**What needs to be done:** Search the data for the word "have". Reproduce every line where it is found.

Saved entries
PR #712, opened 2016-06-27
Refactor string resources

hayesjordan:
Move all non-human readable strings to a separate file

### DIFF
--- a/android/PhysicalWeb/app/src/main/AndroidManifest.xml
+++ b/android/PhysicalWeb/app/src/main/AndroidManifest.xml
@@ -89,7 +89,7 @@
 
         <activity
             android:name=".OobActivity"
-            android:label="@string/title_activity_oob"
+            android:label="OobActivity"
             android:screenOrientation="portrait"
             android:theme="@style/Theme.NoActionBar">
         </activity>
--- a/android/PhysicalWeb/app/src/main/java/org/physical_web/physicalweb/OobActivity.java
+++ b/android/PhysicalWeb/app/src/main/java/org/physical_web/physicalweb/OobActivity.java
@@ -17,9 +17,7 @@
 package org.physical_web.physicalweb;
 
 import android.annotation.SuppressLint;
-import android.content.Context;
 import android.content.Intent;
-import android.content.SharedPreferences;
 import android.os.Bundle;
 import android.support.v7.app.AppCompatActivity;
 import android.view.Menu;
@@ -37,12 +35,7 @@ public class OobActivity extends AppCompatActivity {
     @Override
     public void onClick(View v) {
       // Save the opt in preference
-      String preferencesKey = getString(R.string.main_prefs_key);
-      SharedPreferences sharedPreferences = getSharedPreferences(preferencesKey,
-                                                                 Context.MODE_PRIVATE);
-      SharedPreferences.Editor editor = sharedPreferences.edit();
-      editor.putBoolean(getString(R.string.user_opted_in_flag), true);
-      editor.apply();
+      Utils.setOptInPreference(OobActivity.this);
 
       // Exit the activity
       finish();
--- a/android/PhysicalWeb/app/src/main/java/org/physical_web/physicalweb/UrlDeviceDiscoveryService.java
+++ b/android/PhysicalWeb/app/src/main/java/org/physical_web/physicalweb/UrlDeviceDiscoveryService.java
@@ -27,7 +27,6 @@ import org.physical_web.collection.UrlDevice;
 import android.app.Notification;
 import android.app.PendingIntent;
 import android.app.Service;
-import android.content.Context;
 import android.content.Intent;
 import android.content.SharedPreferences;
 import android.content.res.Resources;
@@ -36,6 +35,7 @@ import android.os.Binder;
 import android.os.Build;
 import android.os.Handler;
 import android.os.IBinder;
+import android.preference.PreferenceManager;
 import android.support.v4.app.NotificationCompat;
 import android.support.v4.app.NotificationManagerCompat;
 import android.util.Log;
@@ -162,8 +162,7 @@ public class UrlDeviceDiscoveryService extends Service
 
   private void restoreCache() {
     // Make sure we are trying to load the right version of the cache
-    String preferencesKey = getString(R.string.discovery_service_prefs_key);
-    SharedPreferences prefs = getSharedPreferences(preferencesKey, Context.MODE_PRIVATE);
+    SharedPreferences prefs = PreferenceManager.getDefaultSharedPreferences(this);
     int prefsVersion = prefs.getInt(PREFS_VERSION_KEY, 0);
     long now = new Date().getTime();
     if (prefsVersion != PREFS_VERSION) {
@@ -241,13 +240,11 @@ public class UrlDeviceDiscoveryService extends Service
 
   private void saveCache() {
     // Write the PW Collection
-    String preferencesKey = getString(R.string.discovery_service_prefs_key);
-    SharedPreferences prefs = getSharedPreferences(preferencesKey, Context.MODE_PRIVATE);
-    SharedPreferences.Editor editor = prefs.edit();
-    editor.putInt(PREFS_VERSION_KEY, PREFS_VERSION);
-    editor.putLong(SCAN_START_TIME_KEY, mScanStartTime);
-    editor.putString(PW_COLLECTION_KEY, mPwCollection.jsonSerialize().toString());
-    editor.apply();
+    PreferenceManager.getDefaultSharedPreferences(this).edit()
+        .putInt(PREFS_VERSION_KEY, PREFS_VERSION)
+        .putLong(SCAN_START_TIME_KEY, mScanStartTime)
+        .putString(PW_COLLECTION_KEY, mPwCollection.jsonSerialize().toString())
+        .apply();
   }
 
   @Override
--- a/android/PhysicalWeb/app/src/main/java/org/physical_web/physicalweb/Utils.java
+++ b/android/PhysicalWeb/app/src/main/java/org/physical_web/physicalweb/Utils.java
@@ -27,7 +27,6 @@ import android.content.ComponentName;
 import android.content.Context;
 import android.content.Intent;
 import android.content.ServiceConnection;
-import android.content.SharedPreferences;
 import android.graphics.Bitmap;
 import android.graphics.BitmapFactory;
 import android.net.Uri;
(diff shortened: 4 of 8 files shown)


android/PhysicalWeb/app/src/main/res/values/config-strings.xml
```diff
@@ -0,0 +1,15 @@
...
+<resources>
+    <string name="url_getting_started">https://google.github.io/physical-web/mobile/android/getting-started.html</string>
+    <string name="pws_endpoint_setting_key">pws_endpoint</string>
+    <string name="custom_pws_endpoint_key">custom_pws_endpoint</string>
+    <string name="custom_pws_url_key">custom_pws_url</string>
+    <string name="custom_pws_version_key">custom_pws_version</string>
+    <string name="custom_pws_api_key_key">custom_pws_key</string>
+    <string name="scan_settings_key">scan_settings</string>
+    <string name="mDNS_key">mDNS</string>
+    <string name="main_prefs_key">physical_web_preferences</string>
```
cco3: I don't think this (or it's comment) are needed here...make it a static variable in the class where it's needed.

android/PhysicalWeb/app/src/main/res/values/config-strings.xml
```diff
@@ -0,0 +1,15 @@
...
+    <!-- The following is a more appropriate name, but would require special code to migrate users -->
+    <!-- string name="main_prefs_key">org.physical_web.physicalweb.MAIN_PREFS</string -->
+    <string name="discovery_service_prefs_key">org.physical_web.physicalweb.DISCOVERY_SERVICE_PREFS</string>
```
cco3: Why does this have namespaced name?

hayesjordan: I believe because it is being used for a shared preference file and those need to be unique among all apps.

android/PhysicalWeb/app/src/main/res/values/config-strings.xml
hayesjordan: It is used in 3 different classes but I could put it in Utils?

android/PhysicalWeb/app/src/main/res/values/config-strings.xml
cco3: OK, please just make it a static variable.

android/PhysicalWeb/app/src/main/res/values/config-strings.xml
```diff
@@ -0,0 +1,15 @@
...
+    <string name="url_getting_started">https://google.github.io/physical-web/mobile/android/getting-started.html</string>
+    <string name="pws_endpoint_setting_key">pws_endpoint</string>
+    <string name="custom_pws_endpoint_key">custom_pws_endpoint</string>
+    <string name="custom_pws_url_key">custom_pws_url</string>
+    <string name="custom_pws_version_key">custom_pws_version</string>
+    <string name="custom_pws_api_key_key">custom_pws_key</string>
+    <string name="scan_settings_key">scan_settings</string>
+    <string name="mDNS_key">mDNS</string>
+    <string name="main_prefs_key">physical_web_preferences</string>
+    <!-- The following is a more appropriate name, but would require special code to migrate users -->
```
cco3: Remove the comment...it's no longer applicable

android/PhysicalWeb/app/src/main/res/values/config-strings.xml
cco3: For any of those that makes sense, just use the default preferences...that may get you down to just one file (or even no files)

hayesjordan:
Updated

android/PhysicalWeb/app/src/main/java/org/physical_web/physicalweb/OobActivity.java
```diff
@@ -37,12 +35,7 @@
     @Override
     public void onClick(View v) {
       // Save the opt in preference
-      String preferencesKey = getString(R.string.main_prefs_key);
-      SharedPreferences sharedPreferences = getSharedPreferences(preferencesKey,
-                                                                 Context.MODE_PRIVATE);
-      SharedPreferences.Editor editor = sharedPreferences.edit();
-      editor.putBoolean(getString(R.string.user_opted_in_flag), true);
-      editor.apply();
+      Utils.setOptInPreference(v.getContext());
```
cco3: Why not use `this` as the parameter?

android/PhysicalWeb/app/src/main/java/org/physical_web/physicalweb/UrlDeviceDiscoveryService.java
```diff
@@ -241,13 +240,12 @@ private void cancelNotifications() {
...
   private void saveCache() {
     // Write the PW Collection
-    String preferencesKey = getString(R.string.discovery_service_prefs_key);
-    SharedPreferences prefs = getSharedPreferences(preferencesKey, Context.MODE_PRIVATE);
-    SharedPreferences.Editor editor = prefs.edit();
-    editor.putInt(PREFS_VERSION_KEY, PREFS_VERSION);
-    editor.putLong(SCAN_START_TIME_KEY, mScanStartTime);
-    editor.putString(PW_COLLECTION_KEY, mPwCollection.jsonSerialize().toString());
-    editor.apply();
+    SharedPreferences prefs = PreferenceManager.getDefaultSharedPreferences(this);
```
cco3: just put this on one line: PreferenceManager.getDefaultSharedPreferences(this).edit() (etc)

android/PhysicalWeb/app/src/main/java/org/physical_web/physicalweb/Utils.java
```diff
@@ -137,6 +141,10 @@ private static void throwEncodeException(JSONException e) {
     throw new RuntimeException("Could not encode JSON", e);
   }
 
+  private static void deleteFile(Context context, String fileName) {
+    context.deleteFile(fileName);
```
cco3: Use prefs.edit().clear().apply()

android/PhysicalWeb/app/src/main/java/org/physical_web/physicalweb/Utils.java
```diff
@@ -190,6 +198,21 @@ private static String readCustomPwsEndpointApiKey(Context context) {
...
+        Context.MODE_PRIVATE);
+    return sharedPreferences.getBoolean(USER_OPTED_IN_KEY, false);
+  }
+  /**
+   * Gets whether the user has optedIn from SharedPreferences.
+   * @param context The context for the SharedPreferences.
+   * @return True if the user has optedIn otherwise false.
+   */
+  public static boolean checkIfUserHasOptedIn(Context context) {
+    SharedPreferences sharedPref = PreferenceManager.getDefaultSharedPreferences(context);
```
cco3: Just make this a one-liner

android/PhysicalWeb/app/src/main/java/org/physical_web/physicalweb/Utils.java
```diff
@@ -190,6 +198,21 @@ private static String readCustomPwsEndpointApiKey(Context context) {
     return sharedPref.getString(context.getString(R.string.custom_pws_api_key_key), "");
   }
 
+  private static boolean restoreMainPrefSettings(Context context) {
```
cco3: I don't think this should be its own method...just copy this code down to the method where you use it.

android/PhysicalWeb/app/src/main/java/org/physical_web/physicalweb/Utils.java
```diff
@@ -241,6 +273,11 @@ public static void setPwsEndpointPreference(Context context, String endpoint) {
   public static void setSharedPreferencesDefaultValues(Context context) {
     PreferenceManager.setDefaultValues(context, R.xml.settings, false);
     setPwsEndpointPreference(context, getCurrentPwsEndpointString(context));
+    if (restoreMainPrefSettings(context)) {
+      setOptInPreference(context);
+      deleteFile(context, MAIN_PREFS_KEY);
```
cco3: Remind me: this is the cache and what else?

android/PhysicalWeb/app/src/main/res/values/strings.xml
```diff
@@ -62,11 +54,6 @@
     <string name="title_activity_oob">OobActivity</string>
```
cco3: Should this be here?  If it's supposed to be for humans to read, maybe we should change the string.

android/PhysicalWeb/app/src/main/java/org/physical_web/physicalweb/OobActivity.java
hayesjordan: I tried that initially but in `this` refers to the `onClickListener`

cco3: use `OobActivity.this`

android/PhysicalWeb/app/src/main/java/org/physical_web/physicalweb/Utils.java
hayesjordan: I was under the impression that didn't delete the file but only cleared the contents. Does Android automatically delete empty preference files?

cco3: I don't know, but it's probably not all that important...are you sure the filename you are using is even the right filename here?  If you have to manually determine the file name, then it's probably not the right way of doing it.

android/PhysicalWeb/app/src/main/java/org/physical_web/physicalweb/Utils.java
hayesjordan: The `MAIN_PREFS_KEY` refers to the opt in and the `DISCOVERY_SERVICE_PREFS_KEY` refers to the cache.

android/PhysicalWeb/app/src/main/res/values/strings.xml
hayesjordan: It doesn't appear to be used for anything the user sees. I will just move it to the other file.

cco3: Can it just be a static value then?

hayesjordan: Its not used in any java files, it is only used in the AndroidManifest. Can I just place the literal there?

hayesjordan:
Updated

android/PhysicalWeb/app/src/main/AndroidManifest.xml
```diff
@@ -89,7 +89,7 @@
 
         <activity
             android:name=".OobActivity"
-            android:label="@string/title_activity_oob"
+            android:label="OobActivity"
```
cco3: Ah, I see...you could have kept it if it's config to config... no worries though.  Just leave it.

cco3:
LGTM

**Expected output:**
cco3: Why does this have namespaced name?
cco3: I don't know, but it's probably not all that important...are you sure the filename you are using is even the right filename here?  If you have to manually determine the file name, then it's probably not the right way of doing it.
cco3: Ah, I see...you could have kept it if it's config to config... no worries though.  Just leave it.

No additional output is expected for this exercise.